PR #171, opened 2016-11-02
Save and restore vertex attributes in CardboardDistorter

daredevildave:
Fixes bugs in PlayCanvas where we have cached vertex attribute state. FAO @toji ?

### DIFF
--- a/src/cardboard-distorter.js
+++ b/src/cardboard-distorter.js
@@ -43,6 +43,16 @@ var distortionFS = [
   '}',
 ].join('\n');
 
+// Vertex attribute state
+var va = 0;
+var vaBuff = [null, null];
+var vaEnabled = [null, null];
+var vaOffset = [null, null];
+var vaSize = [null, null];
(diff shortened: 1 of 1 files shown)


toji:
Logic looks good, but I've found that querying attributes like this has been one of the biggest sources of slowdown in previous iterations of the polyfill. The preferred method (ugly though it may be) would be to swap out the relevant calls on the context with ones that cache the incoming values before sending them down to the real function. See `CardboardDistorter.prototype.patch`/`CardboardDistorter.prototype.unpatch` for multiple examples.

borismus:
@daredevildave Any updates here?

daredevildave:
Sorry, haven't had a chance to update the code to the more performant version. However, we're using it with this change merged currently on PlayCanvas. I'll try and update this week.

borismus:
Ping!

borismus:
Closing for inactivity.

# # #

YOUR TASK:
Return the whole listing, keeping each word as it stands.

RESULT OF THIS TASK:
PR #171, opened 2016-11-02
Save and restore vertex attributes in CardboardDistorter

daredevildave:
Fixes bugs in PlayCanvas where we have cached vertex attribute state. FAO @toji ?

### DIFF
--- a/src/cardboard-distorter.js
+++ b/src/cardboard-distorter.js
@@ -43,6 +43,16 @@ var distortionFS = [
   '}',
 ].join('\n');
 
+// Vertex attribute state
+var va = 0;
+var vaBuff = [null, null];
+var vaEnabled = [null, null];
+var vaOffset = [null, null];
+var vaSize = [null, null];
(diff shortened: 1 of 1 files shown)


toji:
Logic looks good, but I've found that querying attributes like this has been one of the biggest sources of slowdown in previous iterations of the polyfill. The preferred method (ugly though it may be) would be to swap out the relevant calls on the context with ones that cache the incoming values before sending them down to the real function. See `CardboardDistorter.prototype.patch`/`CardboardDistorter.prototype.unpatch` for multiple examples.

borismus:
@daredevildave Any updates here?

daredevildave:
Sorry, haven't had a chance to update the code to the more performant version. However, we're using it with this change merged currently on PlayCanvas. I'll try and update this week.

borismus:
Ping!

borismus:
Closing for inactivity.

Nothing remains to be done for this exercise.